The Hydra's narratives of shell shock have dominated the cultural memory of the war in Britain. Indeed, Craiglockhart was seminal in the construction, dominance and longevity of this narrative, often silencing other narratives of trauma.Footnote 127 As Alexander writes, in constructing a sense of collective trauma, ‘which narrative wins out is a matter of performative power … [and] effective performance depends upon more than creating powerful symbols. It is a matter also of material resources and demographics, which affect, even if they do not determine, what can be heard and who might listen.’Footnote 128 But the cultural memory of the war in Britain has focused on this trauma – both of individuals and the collective – of privileged people like those at Craiglockhart. As Winter writes, ‘the imagery of the shell-shocked soldier became generalized after the Second World War’.Footnote 129 With its use of Owen's poetry and incredible popularity in post-World War II Britain, Benjamin Britten's War Requiem certainly contributed to this image.Footnote 130 And this imagery comes from the often disillusioned and ironic narratives of officer patients – primarily the war poets – that, as Shephard argues, embody the dramatic tradition favoured in the late twentieth century.Footnote 131 Thus, while ‘the years after the Armistice were a time when competing and contradictory narratives were elaborated, at times by different people’,Footnote 132 this narrative of the neurasthenic literary officer is the one that became central to Britain's contemporary cultural memory of the war.
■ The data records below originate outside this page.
PR #1501, opened 2023-04-28
Feat(presto): transpile explode/posexplode into (cross join) unnest

### LINKED ISSUE #1495: Transform exp.Explode and exp.Posexplode into exp.Unnest
In some languages (at least Spark SQL), `select explode(array_col) as a` will unravel the `array_col` such that each element is on one line. If this is selected along with other columns, this is semantically the same as a cross join.

Some languages (not sure which, but at least Presto and Trino) have support for this as `select a from unnest(array_col) as unnested_alias.b`. If there's a select from a table, it will be a cross join. 

Examples of what we want

```
select explode(array_col)
-> select col from unnest(array_col) as some_alias(col)

select explode(array_col) as alias
-> select alias from unnest(array_col) as some_alias(alias)

select posexplode(array_col)
-> select pos, col from unnest(array_col) with ordinality as some_alias(col, pos)

select a, posexplode(array_col) from table
-> select a, pos, col cross join unnest(array_col) with ordinality as some_alias(col, pos)
```

There is support for this going in the opposite direction, cross join unnest to lateral view explode. Used in presto -> hive:
https://github.com/tobymao/sqlglot/blob/e40cb6312f8492d51fed5df454efca39bd517e39/sqlglot/transforms.py#L140-L161 
(Frankly, I'm not sure of the difference in just using explode and using lateral view explode.)

With help from @GeorgeSittas I've [added support for this](https://github.com/duneanalytics/harmonizer/blob/e022b92fe0bd75ceacea25d6aa2124a66f3e6e85/dune/harmonizer/dialects/dunesql.py#L8-L68) in [duneanalytics/harmonizer](https://github.com/duneanalytics/harmonizer) by adding it as a preprocessing step. Test cases are [here](https://github.com/duneanalytics/harmonizer/blob/e022b92fe0bd75ceacea25d6aa2124a66f3e6e85/tests/test_dialect.py#L42-L116).

Would love to harden this and get it in upstream, so I'm planning to create a PR for it.

GeorgeSittas:
Fixes #1495

cc: @vegarsti I included the test cases you've added to the harmonizer repo, adapted appropriately.

### DIFF
--- a/sqlglot/expressions.py
+++ b/sqlglot/expressions.py
@@ -4713,6 +4713,8 @@ def alias_(
 
     if table:
         table_alias = TableAlias(this=alias)
+
+        exp = exp.copy()
         exp.set("alias", table_alias)
 
         if not isinstance(table, bool):
--- a/sqlglot/transforms.py
+++ b/sqlglot/transforms.py
@@ -197,11 +197,11 @@ def explode_to_unnest(expression: exp.Expression) -> exp.Expression:
                 taken_source_names.add(unnest_source_alias)
 
                 if not explode_alias:
-                    explode_alias = find_new_name(taken_select_names, "_col")
+                    explode_alias = find_new_name(taken_select_names, "col")
                     taken_select_names.add(explode_alias)
 
                     if is_posexplode:
-                        pos_alias = find_new_name(taken_select_names, "_pos")
+                        pos_alias = find_new_name(taken_select_names, "pos")
                         taken_select_names.add(pos_alias)
 
                 if is_posexplode:
@@ -212,8 +212,7 @@ def explode_to_unnest(expression: exp.Expression) -> exp.Expression:
                     column_names = [explode_alias]
                     to_replace.replace(exp.column(explode_alias))
 
-                # This mutates `unnest` by setting its table alias arg
-                exp.alias_(unnest, unnest_source_alias, table=column_names)
+                unnest = exp.alias_(unnest, unnest_source_alias, table=column_names)
 
                 if not expression.args.get("from"):
                     expression.from_(unnest, copy=False)
--- a/sqlglot/transforms.py
+++ b/sqlglot/transforms.py
@@ -197,21 +197,22 @@ def explode_to_unnest(expression: exp.Expression) -> exp.Expression:
                 taken_source_names.add(unnest_source_alias)
 
                 if not explode_alias:
-                    explode_alias = find_new_name(taken_select_names, "_c")
+                    explode_alias = find_new_name(taken_select_names, "_col")
                     taken_select_names.add(explode_alias)
 
                     if is_posexplode:
-                        pos_alias = find_new_name(taken_select_names, "_c")
+                        pos_alias = find_new_name(taken_select_names, "_pos")
                         taken_select_names.add(pos_alias)
 
                 if is_posexplode:
-                    column_names = [pos_alias, explode_alias]
+                    column_names = [explode_alias, pos_alias]
                     to_replace.pop()
-                    expression.select(exp.column(explode_alias), exp.column(pos_alias), copy=False)
+                    expression.select(pos_alias, explode_alias, copy=False)
                 else:
                     column_names = [explode_alias]
                     to_replace.replace(exp.column(explode_alias))
 
+                # This mutates `unnest` by setting its table alias arg
                 exp.alias_(unnest, unnest_source_alias, table=column_names)
 
                 if not expression.args.get("from"):
--- a/sqlglot/transforms.py
+++ b/sqlglot/transforms.py
@@ -138,7 +138,7 @@ def remove_precision_parameterized_types(expression: exp.Expression) -> exp.Expr
 
 
 def unnest_to_explode(expression: exp.Expression) -> exp.Expression:
-    """Convert cross join unnest into lateral view explode. Used in presto -> hive"""
+    """Convert cross join unnest into lateral view explode (used in presto -> hive)."""
     if isinstance(expression, exp.Select):
         for join in expression.args.get("joins") or []:
             unnest = join.this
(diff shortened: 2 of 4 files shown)


vegarsti:
Ah you're fast, I was hoping to get some open source points here 😄

sqlglot/transforms.py
```diff
@@ -161,6 +161,67 @@ def unnest_to_explode(expression: exp.Expression) -> exp.Expression:
...
+
+                unnest_source_alias = find_new_name(taken_source_names, "_u")
+                taken_source_names.add(unnest_source_alias)
+
+                if not explode_alias:
+                    explode_alias = find_new_name(taken_select_names, "_c")
+                    taken_select_names.add(explode_alias)
+
+                    if is_posexplode:
+                        pos_alias = find_new_name(taken_select_names, "_c")
```
vegarsti, line 204: Should this be more descriptive? It's a position column, so it being the same name as the unnested column (both are "_c") seems a bit weird to me. Could it be "_col" and "_pos", or "_c" and "_i" or something?

vegarsti (approved):
Really nice! Thanks for adding this. Honestly a bit bummed to not get this PR myself, but guess I was too slow. The code looks better than what I did in harmonize though!

sqlglot/transforms.py
vegarsti: Actually, since explode and posexplode default to pos and col in Spark, imo it would be better if we defaulted to that in the translated queries. (It would be better for our users) Otherwise their queries will break if they depend on the names of the columns (as many do). What do you think?

sqlglot/transforms.py
```diff
@@ -161,6 +161,67 @@ def unnest_to_explode(expression: exp.Expression) -> exp.Expression:
...
+                        taken_select_names.add(pos_alias)
+
+                if is_posexplode:
+                    column_names = [pos_alias, explode_alias]
+                    to_replace.pop()
+                    expression.select(exp.column(explode_alias), exp.column(pos_alias), copy=False)
```
tobymao, line 210: you don't need exp.column

sqlglot/transforms.py
```diff
@@ -161,6 +161,67 @@ def unnest_to_explode(expression: exp.Expression) -> exp.Expression:
...
+                else:
+                    column_names = [explode_alias]
+                    to_replace.replace(exp.column(explode_alias))
+
+                exp.alias_(unnest, unnest_source_alias, table=column_names)
```
tobymao, line 215: you aren't using this anywhere?

GeorgeSittas: This is mutating `unnest` because we're providing the `table` argument.

sqlglot/transforms.py
GeorgeSittas: > Should this be more descriptive? It's a position column, so it being the same name as the unnested column (both are "_c") seems a bit weird to me. Could it be "_col" and "_pos", or "_c" and "_i" or something?

This seems reasonable to me and it's not a big deal to apply this change. Thanks for the suggestion.

> Actually, since explode and posexplode default to pos and col in Spark, imo it would be better if we defaulted to that in the translated queries. (It would be better for our users) Otherwise their queries will break if they depend on the names of the columns (as many do). What do you think?

I'm not sure about this one. I was skeptical too, but Spark's approach is not ideal either because we may end up with duplicate column names and hence ambiguity if we just hardcode "col" and "pos". For example:

```
spark-sql> with t(pos) as (select 1) SELECT pos, posexplode(sequence(2, 3)) from t;
pos	pos	col
1	0	2
1	1	3
Time taken: 0.529 seconds, Fetched 2 row(s)
```

If we preserve spark's naming scheme, it will result in an invalid query for presto / trino:

```
trino> WITH t(pos) AS (SELECT 1) SELECT pos, pos, _c_2 FROM t CROSS JOIN UNNEST(SEQUENCE(2, 3)) WITH ORDINALITY AS _u(_c_2, pos);
Query 20230428_200142_00026_tqcwb failed: line 1:34: Column 'pos' is ambiguous
WITH t(pos) AS (SELECT 1) SELECT pos, pos, _c_2 FROM t CROSS JOIN UNNEST(SEQUENCE(2, 3)) WITH ORDINALITY AS _u(_c_2, pos)
```

Here, I just renamed `_c` to `pos` to demonstrate the point, but you get the idea. Maybe a better alternative would be to try and use the `pos`, `col` names, unless there's an ambiguity, in which case we'd provide a warning of some sort and continue with the auto-generated names. Then, we'd get a valid query but downstream references to `pos` might break.

sqlglot/transforms.py
GeorgeSittas: Left a comment to make this clearer

sqlglot/transforms.py
```diff
@@ -161,6 +161,68 @@ def unnest_to_explode(expression: exp.Expression) -> exp.Expression:
...
+                if is_posexplode:
+                    column_names = [explode_alias, pos_alias]
+                    to_replace.pop()
+                    expression.select(pos_alias, explode_alias, copy=False)
+                else:
+                    column_names = [explode_alias]
+                    to_replace.replace(exp.column(explode_alias))
+
+                # This mutates `unnest` by setting its table alias arg
+                exp.alias_(unnest, unnest_source_alias, table=column_names)
```
tobymao, line 216: this behavior is not good, and we should fix that, alias_ should not mutate it. can you fix alias_ so it doesn't mutate and also don't do that here?

tobymao: you can mutate directly here

sqlglot/transforms.py
vegarsti: Ah yes, I meant to default to col and pos but to add the postfix if those are taken.

vegarsti: Posexplode doesn't allow for an alis since it results in two columns, so in that case the user is at the mercy of those names

vegarsti: Sorry, it's actually possible by providing a tuple of names! Like we do here for unnest with ordinality, I suppose! So
`select posexplode(col) as (c, p)` works.

https://stackoverflow.com/a/54310860/3600147

sqlglot/transforms.py
```diff
@@ -161,6 +161,68 @@ def unnest_to_explode(expression: exp.Expression) -> exp.Expression:
...
+
+                # This ensures that we won't use [POS]EXPLODE's argument as a new selection
+                if isinstance(explode_arg, exp.Column):
+                    taken_select_names.add(explode_arg.output_name)
+
+                unnest_source_alias = find_new_name(taken_source_names, "_u")
+                taken_source_names.add(unnest_source_alias)
+
+                if not explode_alias:
+                    explode_alias = find_new_name(taken_select_names, "_col")
```
vegarsti, line 200:
```suggestion
                    explode_alias = find_new_name(taken_select_names, "col")
```

sqlglot/transforms.py
```diff
@@ -161,6 +161,68 @@ def unnest_to_explode(expression: exp.Expression) -> exp.Expression:
...
+                    taken_select_names.add(explode_alias)
+
+                    if is_posexplode:
+                        pos_alias = find_new_name(taken_select_names, "_pos")
```
vegarsti, line 204:
```suggestion
                        pos_alias = find_new_name(taken_select_names, "pos")
```

sqlglot/transforms.py
GeorgeSittas: Makes sense yeah I can make the change. I think we'll need to bump version after this because it's gonna be a breaking change.

sqlglot/transforms.py
GeorgeSittas: > Ah yes, I meant to default to col and pos but to add the postfix if those are taken. Added suggested commits for it below. This would be very helpful to us, so hoping you choose that over the ones with underscore!

Ah, great! Sure thing, will make the fix.

GeorgeSittas: Done.

vegarsti: Thank you!

sqlglot/expressions.py
```diff
@@ -4713,6 +4713,8 @@ def alias_(
 
     if table:
         table_alias = TableAlias(this=alias)
+
+        exp = exp.copy()
```
tobymao, line 4717: only copy if expression is an expression, if it's a string, you don't need this

tobymao (approved):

Moreover, the version of trauma that The Hydra legitimized has become the dominant mode of remembering the war in Britain up to the present. As Winter writes, ‘The Great War created categories which have framed much of the language we have used to describe the traumatic memories of victims of the Second World War, the Vietnam War and other conflicts’.Footnote 133
The characters of Miss Grieve and Peas Blossom, as well as poems like ‘Secret Music’ and ‘Phantasmagoria’, certainly bring colour and life to this dominant war narrative. And the ways in which music intertwined with traumatic experience and recovery at Craiglockhart adds nuance to how we might understand music's role in the cultural memory of the war, helping us to go beyond ‘Tipperary’ and ‘The Last Post’. But these tropes of healing and narrating trauma put forth in The Hydra clearly carry on today. Take the 2019 film 1917. Footnote 134 The music in it – from the representation of soldiers being transfixed, comforted and lured into battle by song, to the English pastoral style pervasive in Thomas Newman's score that conjures the idyllic pre-war pasts of the characters – retells familiar narratives found in The Hydra. Thus, Craiglockhart occupies a complicated position in the history of music and trauma. Its musical culture and ethos remain dominant in the popular imagination of the war today, overshadowing other voices and traumatic experiences of the war, and thus serving as yet another example of how class privilege dictates not only the construction of history but also trauma treatment in Britain. But, nevertheless, this musical culture and ethos, as represented in The Hydra, illuminate a pivotal moment in the history of intersections of music and trauma historically. Although rooted in nineteenth-century ideas about music, movement and narrativizing the past, Craiglockhart's soundscapes also put into motion twentieth-century discourse about the legitimacy of a trauma diagnosis, and the potential for music's role in recovery processes.